## Exercise objective
Write out each line of the material below once more, exactly as it appears.

## Records for the exercise
Issue #6349, opened 2025-02-18
Unimplemented ```sign``` specifier in ```open``` statement


harperjf:
Having found that lfortran has not implemented the edit descriptor ```SP``` I tried the other way to get the same result in this program:
```
  open(6,sign='plus')
  print '(F5.1)', 1.0 
end program
```
AMD flang, ifx, ifort and gfortran all printed this:
```
 +1.0
```
Lfortran 0.45.0 --std=f23 gave this at compile time:
```
semantic error: Invalid argument `sign` supplied
 --> gf51418b.f90:1:3
  |
1 |   open(6,sign='plus')
  |   ^^^^^^^^^^^^^^^^^^^ 
```

assem2002:
Working on it..

PR #6649, opened 2025-03-17
feat : Introduce `SP` specifier

assem2002:
towards #6349
- Parse `sp` specifier from string format
- Start add `+` (if needed) when the specifier is activated
- Add the plus sign with `I`, `F`, `D`, `E` specifiers (number related specifiers)
- Enhance minor problems in the formatting functions.
- Add reference test to show the `SP` specifier in action.


gxyd:
I initially thought, this PR is about "SP" as in "single precision", then I realized that this PR is about "SP" format specifier. 😄

gxyd (approved):
The changes in this PR look good to me, thanks for the PR @assem2002 . Great work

## Task output
Issue #6349, opened 2025-02-18
Unimplemented ```sign``` specifier in ```open``` statement


harperjf:
Having found that lfortran has not implemented the edit descriptor ```SP``` I tried the other way to get the same result in this program:
```
  open(6,sign='plus')
  print '(F5.1)', 1.0 
end program
```
AMD flang, ifx, ifort and gfortran all printed this:
```
 +1.0
```
Lfortran 0.45.0 --std=f23 gave this at compile time:
```
semantic error: Invalid argument `sign` supplied
 --> gf51418b.f90:1:3
  |
1 |   open(6,sign='plus')
  |   ^^^^^^^^^^^^^^^^^^^ 
```

assem2002:
Working on it..

PR #6649, opened 2025-03-17
feat : Introduce `SP` specifier

assem2002:
towards #6349
- Parse `sp` specifier from string format
- Start add `+` (if needed) when the specifier is activated
- Add the plus sign with `I`, `F`, `D`, `E` specifiers (number related specifiers)
- Enhance minor problems in the formatting functions.
- Add reference test to show the `SP` specifier in action.


gxyd:
I initially thought, this PR is about "SP" as in "single precision", then I realized that this PR is about "SP" format specifier. 😄

gxyd (approved):
The changes in this PR look good to me, thanks for the PR @assem2002 . Great work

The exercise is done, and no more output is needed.